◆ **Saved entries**
Issue #469, opened 2017-02-02
Reconsider the redis test dependency


mvdan:
See https://github.com/TykTechnologies/tyk/pull/465#issuecomment-277032009.

Miniredis doesn't support pub/sub but we need it. It's a limitation deep in its stack though, so unlikely to be in our power to fix it in the short term.

Giving up on pub/sub isn't an option either, at least not until we do away with Redis. But that won't happen for at least a few months yet.

What options do we have, besides undoing my commit that adds miniredis and depending on redis again?

cc @TykTechnologies/engineering

matiasinsaurralde:
We could continue using Redis and prepare a fix to support pubsub on miniredis, even if it's limited.

mvdan:
The discussion at https://github.com/alicebob/miniredis/issues/1 tells me that this wouldn't be easy. If anyone wants to have a go at it they're welcome to, but I don't think we should hold up new tests like your PR until we have it working.

buger:
What about trying https://github.com/rafaeljusto/redigomock ?

lonelycode:
Most CI tools support redis as a service - it's only for local dev where it's annoying. Instead of miniredis we should just `FLUSHAL` during teardown.

mvdan:
I want to avoid mocking libraries as that would be quite a lot of work to integrate. The advantage of miniredis is that it was a drop-in replacement.

> it's only for local dev where it's annoying

Yep, this is about making our lives easier when running the tests locally. @lonelycode you said Redis was going to be replaced, but you also said something like it would still stick around. Is it always going to be needed for the tests?

> Instead of miniredis we should just FLUSHAL during teardown.

I assume this is to clean up. That doesn't seem to have affected us at all while we used the real redis, though.

buger:
> That doesn't seem to have affected us at all while we used the real redis, though.
This does not matter for Travis, because on each run it have clean state, but matter for local testing.

As an alternative, we may try make `RedisClusterStorageManager` interface, and for the tests write own implementation (which in most cases will just proxy original calls), which mock pubsub internally using channels.

mvdan:
> This does not matter for Travis, because on each run it have clean state, but matter for local testing.

That's what I meant - I fire up Redis in the morning and keep it up. So it should have been affecting me.

> As an alternative, we may try make RedisClusterStorageManager interface, and for the tests write own implementation (which in most cases will just proxy original calls), which mock pubsub internally using channels.

[...]

PR #470, opened 2017-02-03
test: depend on a real redis server again

mvdan:
Remove our use of miniredis. It's lacking pub/sub, which we need for
some upcoming tests.

Don't delete the vendored package yet, as we might use it again after
some tweaks like pub/sub support on top. If that happens, better not
pollute the history twice.

Updates #469.

cc @buger @lonelycode @matiasinsaurralde


buger:
Looks good 👍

◆ **TASK REQUIREMENTS**
Go through the data above and copy each line in which "matiasinsaurralde" appears.

◆ **TASK ANSWER**
matiasinsaurralde:
cc @buger @lonelycode @matiasinsaurralde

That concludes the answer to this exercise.